Earlier this month, the highly anticipated launch of the Orion spacecraft finally happened at NASA’s Kennedy Space Center in Florida.

The lift-off of that unmanned rocket was the first of a series in the agency’s Artemis missions, which aim to eventually establish a long-term human presence on the moon’s surface to begin building a lunar economy, including extracting precious metals and minerals to send back to Earth.

But before sending humans, the agency has to test complex rockets, heat shields and life-support systems.

And speed is of the essence. The U.S. and China are in a new space race to get humans to the moon.

On this Thanksgiving holiday, we’re revisiting a conversation with Peter Garretson, a Senior Fellow in Defense Studies at the American Foreign Policy Council.

He spoke with Marketplace’s Kimberly Adams about how the stakes are different this time around.

Peter Garretson: So our efforts to go to the moon this time are not really principally about signaling to a global audience our relative technological prowess. This is principally about pursuing economic hard power and advantage about who will have preferential access to the jobs of the future, to the economy of the future. And the moon is absolutely central to that incorporation of the inner solar system into the Earth’s economic sphere because it’s close, because it has low gravity, because it is resource rich. And of course, if a foreign power can limit your access to resources, like on Earth you can see Russia limiting access to natural gas for Europe, you lose national security in that exchange. 

Kimberly Adams: What kinds of industries do you imagine being set up on the moon to create that economic engine?

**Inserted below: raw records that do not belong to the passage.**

PR #1033, opened 2022-12-14
add explorer urls to init and check before print

camfairchild:
This PR changes the explorer url output to only output when the network explorer is known in our map of explorer urls

### DIFF
--- a/bittensor/_subtensor/subtensor_impl.py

The Artemis I Space Launch System is based at a center and is attached to elevators and floors for technicians to work on it.
The Artemis I Space Launch System and Orion spacecraft at NASA’s Kennedy Space Center in Florida on March 16. (Glenn Benson/NASA).

Garretson: The very first thing that you’ll see are going to be industries that support civil spaceflight itself. So you’ll see the early attempts to use the vast Great Lakes’ worth of ice in the lunar south pole to get water. Water that can sustain astronauts and reduce the logistics load to the moon. Water that can be turned into hydrogen and oxygen and that can be used for rocket fuel. And then you’ll start to see metal production, and that metal production probably will initially be to help sort of set up and support lunar base operations for industrial processes. 

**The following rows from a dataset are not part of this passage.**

PR #1034, opened 2022-12-21
[BIT-612] Validator robustness improvements

opentaco:
### [BIT-612] Validator robustness improvements

Adds logits divergence statistics and context pruning to `core_validator` to improve validation robustness by evaluating model generalization ability to a higher degree.

Logits divergence statistics measures the statistical deviation of a neuron's response compared to the population average logits over the batch task. These statistics can be used to detect anomalous logit distributions for monitoring purposes.

Context pruning deletes random tokens, similar to BERT-style masked training, except that full token deletion is done since GPT-style tokenizers are not trained with [MASK] tokens so that substitute is unavailable. This is an initial inclusion of context noising added to the validator at a very low noise intensity to reward models that have not simply overfit to the known training data. Validator testing at the intended noise level has shown a strong ranking correlation to the noiseless case.

[BIT-612]: https://opentensor.atlassian.net/browse/BIT-612?atlOrigin=eyJpIjoiNWRkNTljNzYxNjVmNDY3MDlhMDU5Y2ZhYzA5YTRkZjUiLCJwIjoiZ2l0aHViLWNvbS1KU1cifQ


bittensor/_neuron/text/core_validator/__init__.py
```diff
@@ -1362,6 +1373,105 @@ def shapley_base(uids: torch.Tensor, query_responses: List[List[torch.FloatTenso
...
+        # For each batch task, calculate excess deviation above a single stddev, in terms of stddev,
+        # and apply power to increase score above two stddev, and decrease between one and two stddev.
+        # This will effectively allow zero excess below one stddev, and minimal excess below two stddev,
+        # but amplify any excess above two stddev (only 2.1% of population for normal dist).
+        for _uid, _stats in stats.items():
+            if 'logits_divergences' + ext in _stats:
+                try:
+                    excess = torch.clamp(_stats['logits_divergences' + ext] - (avg + std), 0)  # divergence > avg + std
+                    excess /= std + 1e-9  # stddev multiples above 1 stddev
+                    excess = torch.pow(excess, 3)  # reduce < 2std, increase > 2std
```
Eugene-hu, line 1460: Would we want this to be parameter on subtensor?

Eugene-hu: Not for this PR, but I think it would be something similar to the synergy/shapley power laws

Eugene-hu (approved):
LGTM

bittensor/utils/tokenizer_utils.py
```diff
@@ -1014,6 +1014,54 @@ def phrase_cross_entropy(target_phrases: Union[List[List[int]], torch.Tensor],
...
+    topk_tokens = topk_tensor[:, :-1, 1].round().to(torch.int64)  # [batch_size, topk] first tokens
+    topk_probs = topk_tensor[:, :-1, 0]  # [batch_size, topk] Probabilities for each phrase in topk
+    floor_probs = topk_tensor[:, -1, 0]  # [batch_size] Floor probabilities as mean probability for non-topk tokens
+
+    topk_probs = torch.clamp(topk_probs, 0, 1)  # [batch_size, topk] ensure probabilities within [0, 1]
+    floor_probs = torch.clamp(floor_probs, 0, 1)  # [batch_size] ensure floor probabilities within [0, 1]
+
+    # === Ensure total probability is 1 ===
+    total_probs = topk_probs.sum(dim=-1) + max(0, vocab_size_min - topk) * floor_probs  # [batch_size] total probs
+    n_topk_probs = topk_probs / total_probs[:, None]  # [batch_size, topk] normalized topk_probs
```
isabella618033, line 1056: `topk_probs` exclude `floor_probs` while `total_probs` include `floor_probs`, 
so i think `n_topk_probs` may not sum up to 1 as the comments describe.

bittensor/_neuron/text/core_validator/__init__.py
opentaco: Yes, together with the prune_len, although we'll do this in a future PR.

bittensor/utils/tokenizer_utils.py
opentaco: Correct, `n_topk_probs` would not necessarily sum to 1, but at least the normalization ensures that with `floor_probs` everything sums to 1, which is the main concern.

isabella618033 (approved):
LGTM!

unconst (approved):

Adams: This project is projected to cost something like $93 billion for U.S. taxpayers, more than expected as many programs, like this, end up running over. Why does the government think this is worth the cost right now? 

Garretson: I think at the core of it is great power competition. It is the concern that if we allow China to continue moving at its pace without, you know, increasing our own efforts, that would have hugely detrimental effects if the United States ceased to be the lead actor and the benefiting economic actor in that domain. 

Adams: Who then controls who gets to have access to resources on the moon?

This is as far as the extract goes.